Please return all of the entries below exactly as they are written.

* **DATA FOR REVIEW**
▽
PR #445, opened 2026-08-26
Wire the journey: 16 places the product knew something and never acted on it

Ranjith36963:
**Draft — please read before merging. Merging `main` deploys straight to real users, and PR 3 below changes the email every user receives.**

Closes 16 of the 42 items in [`wiring.md`](../blob/feat/wire-pipeline-page/wiring.md), which maps every place the product knew something and never acted on it.

## The one-line version

The product was a good **filing cabinet** and not a **loop**. Everything before "Apply" was well built; the moment a user applied, the product went silent about the thing they now cared about most. The notification engine had **never read the `applications` table**.

## What's here, commit by commit

Each block is a separate commit and can be reviewed on its own.

| Commit | Block | What it fixes |
|---|---|---|
| `1b89491` | **The door** | The magic link dropped where you were going, so our own emails dead-ended on the dashboard. New accounts hit "adjust your filters" with no filters and no way forward. |
| `648a3e3` `8962bc5` | **The chase cron** | Nothing ever noticed "no reply". The 7-day query existed and was wired to one in-app banner. Now a daily cron speaks about your own quiet applications. |
| `cd39d49` | **The default email** | Instant mode (the default) sent a bare title and a link **straight to the employer**. It now carries score, verdict, reason and salary, and links back to us. |
| `ab4b94a` | **Don't lose the CV** | Regenerating a CV **destroyed** the one you applied with. Permanently. Now archived before the delete, and bound to the application. |
| `ca92427` | **Card truth** | The "Applied" filter returned zero for everyone, always. Cards looked live for dead jobs. Deadlines vanished on applying. |
| `4a5ca7a` | **Silent holes** | Clearing your profile left stale scores on screen. Three CV facts that move your score were invisible. |
| `22ab714` | **Launch gates** | No unsubscribe link existed at all. Four major actions emitted no analytics. |
| `53a6449` | **Drills** | `scripts/drill_wiring.py` fires the chase cron, the instant email, the pipeline board and unsubscribe on demand, and prints the real message a user would receive. |

## Two things that were destroying or misreporting data

- **`upsert_tailored_doc` was DELETE-then-INSERT.** Generate → apply → regenerate months later, and the file actually sent to the employer was gone from the database with no way to recover it. Migration `0033` archives before deleting.
- **`f"{title} at {company}".strip(" at")`** — `str.strip` takes a *set of characters*, not a suffix. "Data Engineer at **Meta**" went out as "at **Me**". Found by auditing my own work after shipping it; fixed in `8962bc5` with a guard over Meta / Monzo / Wise / Deloitte.

## Verification

Every item climbed rungs 1–4 of [`wiring_verification.md`](../blob/feat/wire-pipeline-page/wiring_verification.md):

1. **Red first** — or, where I wrote code first, retroactive **mutation testing**. Removing `safeNext`'s backslash guard failed exactly 2 of 21 tests; removing the chase cooldown failed 8; dropping the deadline failed exactly 1. Precision is the signal — a mutation that kills everything means coupled tests.
2. **Gate** green on every commit, real exit codes read.
3. **`api-types`** regenerated — and the drift guard caught a real break (`error TS2739`) before commit.
4. **Driven for real** — browser screenshots in `test-artifacts/rung4/` for the login journey, and the crons/emails run against real migrated Postgres, printing the actual subject and body.

### A security hole found in already-shipped code

`safeNext` accepted `/\evil.com`. It starts with `/` and not `//`, so the old check passed it — but browsers fold `\` into `/` per the WHATWG URL spec, making it `//evil.com` and off-site. **That was live in the password login path**, not just the magic-link path I was fixing.

## What this does NOT prove

**No real email has ever been sent.** No `RESEND_API_KEY` locally, and the Apprise boundary is stubbed in every test and drill. **Deliverability, spam placement and `List-Unsubscribe` are unproven** and can only be proven in production. The `List-Unsubscribe` header specifically is *not* available on this path — Apprise's mailto transport carries no custom headers — so the in-body link is what reaches recipients.

Also unproven: the shared dev database contradicts its own migration ledger (`applications` has no `user_id` though `0002_multi_tenant` is recorded as applied), so all verification ran against a clean database instead. And **two different migrations are both numbered `0031`** — `0031_universal_shelf` from another worktree and `0031_delivery_email_webhook_only` from main. That collision is already live and will bite whoever merges the other branch.

## Still open

26 items, including 7 product decisions now answered by the owner and queued as follow-up work: confirm-before-applied, "outreach" resetting the silence clock, user-confirmed ghosting, interview dates and reminders, a "your pipeline" digest section, and email click tracking.


Ranjith36963:
Superseded by a stack of 8 reviewable PRs, one per block — #447 → #454.

Same commits, same branch content, but each PR now shows ONLY its own block's diff instead of one 45-file change. Merge them bottom-up:

1. #447 — the map (docs only, merge-safe alone)
2. #448 — the door
3. #449 — the chase cron
4. #450 — the instant email
5. #451 — stop destroying the applied CV
6. #452 — card truth
7. #453 — silent holes
8. #454 — launch gates

Closing this one so there is no way to merge the same work twice.

PR #447, opened 2026-08-27
1/8 — The map: wiring.md + how each fix gets proved

Ranjith36963:
**Docs only. No product code.** Merge-safe on its own.

Two documents that the other seven PRs are measured against.

**`wiring.md`** — every hop in the journey where the product knew something and never acted on it. Found by two multi-agent sweeps over `origin/main` (26 agents). Every item carries a `file:line` for what exists **and the exact search that found nothing**.

It also carries its own honesty note: the adversarial refuters killed **0 of 37** findings, so these are high-confidence, *not* proven-by-fire.

**`wiring_verification.md`** — the five rungs each fix must climb, and the rule that matters: **"tests pass" is rung 2 of 5, not proof a user can use the thing.** Includes the per-item browser walkthroughs, the mutation results, and the six anti-patterns that have already cost this repo real time.

**Read this one first** — the other seven PRs only make sense against it.

🤖 Generated with [Claude Code](https://claude.com/claude-code)

https://claude.ai/code/session_01QpxEMPz2ZWG9Qed5BsFHvg

PR #448, opened 2026-08-27
2/8 — The door: the magic link keeps its destination, day one has a way forward

Ranjith36963:
Stacked on #447.

## W-01 — our own emails dead-ended at our own front door

The emailed sign-in link carried only `?token=`. The password form read a `next` destination; the **magic form — the default — never did**. So when the digest linked someone to `/jobs/123` and their session had expired, they signed in and landed on the dashboard. The job was gone.

`next` now rides the whole chain: `/login` → request → emailed link → consume → redirect. `safeNext` moved into `@/lib/safe-next` so both sign-in paths and the landing page share one definition.

### Security, two parts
△
* **OUTPUT BELOW**
PR #445, opened 2026-08-26
Wire the journey: 16 places the product knew something and never acted on it

Ranjith36963:
**Draft — please read before merging. Merging `main` deploys straight to real users, and PR 3 below changes the email every user receives.**

Closes 16 of the 42 items in [`wiring.md`](../blob/feat/wire-pipeline-page/wiring.md), which maps every place the product knew something and never acted on it.

## The one-line version

The product was a good **filing cabinet** and not a **loop**. Everything before "Apply" was well built; the moment a user applied, the product went silent about the thing they now cared about most. The notification engine had **never read the `applications` table**.

## What's here, commit by commit

Each block is a separate commit and can be reviewed on its own.

| Commit | Block | What it fixes |
|---|---|---|
| `1b89491` | **The door** | The magic link dropped where you were going, so our own emails dead-ended on the dashboard. New accounts hit "adjust your filters" with no filters and no way forward. |
| `648a3e3` `8962bc5` | **The chase cron** | Nothing ever noticed "no reply". The 7-day query existed and was wired to one in-app banner. Now a daily cron speaks about your own quiet applications. |
| `cd39d49` | **The default email** | Instant mode (the default) sent a bare title and a link **straight to the employer**. It now carries score, verdict, reason and salary, and links back to us. |
| `ab4b94a` | **Don't lose the CV** | Regenerating a CV **destroyed** the one you applied with. Permanently. Now archived before the delete, and bound to the application. |
| `ca92427` | **Card truth** | The "Applied" filter returned zero for everyone, always. Cards looked live for dead jobs. Deadlines vanished on applying. |
| `4a5ca7a` | **Silent holes** | Clearing your profile left stale scores on screen. Three CV facts that move your score were invisible. |
| `22ab714` | **Launch gates** | No unsubscribe link existed at all. Four major actions emitted no analytics. |
| `53a6449` | **Drills** | `scripts/drill_wiring.py` fires the chase cron, the instant email, the pipeline board and unsubscribe on demand, and prints the real message a user would receive. |

## Two things that were destroying or misreporting data

- **`upsert_tailored_doc` was DELETE-then-INSERT.** Generate → apply → regenerate months later, and the file actually sent to the employer was gone from the database with no way to recover it. Migration `0033` archives before deleting.
- **`f"{title} at {company}".strip(" at")`** — `str.strip` takes a *set of characters*, not a suffix. "Data Engineer at **Meta**" went out as "at **Me**". Found by auditing my own work after shipping it; fixed in `8962bc5` with a guard over Meta / Monzo / Wise / Deloitte.

## Verification

Every item climbed rungs 1–4 of [`wiring_verification.md`](../blob/feat/wire-pipeline-page/wiring_verification.md):

1. **Red first** — or, where I wrote code first, retroactive **mutation testing**. Removing `safeNext`'s backslash guard failed exactly 2 of 21 tests; removing the chase cooldown failed 8; dropping the deadline failed exactly 1. Precision is the signal — a mutation that kills everything means coupled tests.
2. **Gate** green on every commit, real exit codes read.
3. **`api-types`** regenerated — and the drift guard caught a real break (`error TS2739`) before commit.
4. **Driven for real** — browser screenshots in `test-artifacts/rung4/` for the login journey, and the crons/emails run against real migrated Postgres, printing the actual subject and body.

### A security hole found in already-shipped code

`safeNext` accepted `/\evil.com`. It starts with `/` and not `//`, so the old check passed it — but browsers fold `\` into `/` per the WHATWG URL spec, making it `//evil.com` and off-site. **That was live in the password login path**, not just the magic-link path I was fixing.

## What this does NOT prove

**No real email has ever been sent.** No `RESEND_API_KEY` locally, and the Apprise boundary is stubbed in every test and drill. **Deliverability, spam placement and `List-Unsubscribe` are unproven** and can only be proven in production. The `List-Unsubscribe` header specifically is *not* available on this path — Apprise's mailto transport carries no custom headers — so the in-body link is what reaches recipients.

Also unproven: the shared dev database contradicts its own migration ledger (`applications` has no `user_id` though `0002_multi_tenant` is recorded as applied), so all verification ran against a clean database instead. And **two different migrations are both numbered `0031`** — `0031_universal_shelf` from another worktree and `0031_delivery_email_webhook_only` from main. That collision is already live and will bite whoever merges the other branch.

## Still open

26 items, including 7 product decisions now answered by the owner and queued as follow-up work: confirm-before-applied, "outreach" resetting the silence clock, user-confirmed ghosting, interview dates and reminders, a "your pipeline" digest section, and email click tracking.


Ranjith36963:
Superseded by a stack of 8 reviewable PRs, one per block — #447 → #454.

Same commits, same branch content, but each PR now shows ONLY its own block's diff instead of one 45-file change. Merge them bottom-up:

1. #447 — the map (docs only, merge-safe alone)
2. #448 — the door
3. #449 — the chase cron
4. #450 — the instant email
5. #451 — stop destroying the applied CV
6. #452 — card truth
7. #453 — silent holes
8. #454 — launch gates

Closing this one so there is no way to merge the same work twice.

PR #447, opened 2026-08-27
1/8 — The map: wiring.md + how each fix gets proved

Ranjith36963:
**Docs only. No product code.** Merge-safe on its own.

Two documents that the other seven PRs are measured against.

**`wiring.md`** — every hop in the journey where the product knew something and never acted on it. Found by two multi-agent sweeps over `origin/main` (26 agents). Every item carries a `file:line` for what exists **and the exact search that found nothing**.

It also carries its own honesty note: the adversarial refuters killed **0 of 37** findings, so these are high-confidence, *not* proven-by-fire.

**`wiring_verification.md`** — the five rungs each fix must climb, and the rule that matters: **"tests pass" is rung 2 of 5, not proof a user can use the thing.** Includes the per-item browser walkthroughs, the mutation results, and the six anti-patterns that have already cost this repo real time.

**Read this one first** — the other seven PRs only make sense against it.

🤖 Generated with [Claude Code](https://claude.com/claude-code)

https://claude.ai/code/session_01QpxEMPz2ZWG9Qed5BsFHvg

PR #448, opened 2026-08-27
2/8 — The door: the magic link keeps its destination, day one has a way forward

Ranjith36963:
Stacked on #447.

## W-01 — our own emails dead-ended at our own front door

The emailed sign-in link carried only `?token=`. The password form read a `next` destination; the **magic form — the default — never did**. So when the digest linked someone to `/jobs/123` and their session had expired, they signed in and landed on the dashboard. The job was gone.

`next` now rides the whole chain: `/login` → request → emailed link → consume → redirect. `safeNext` moved into `@/lib/safe-next` so both sign-in paths and the landing page share one definition.

### Security, two parts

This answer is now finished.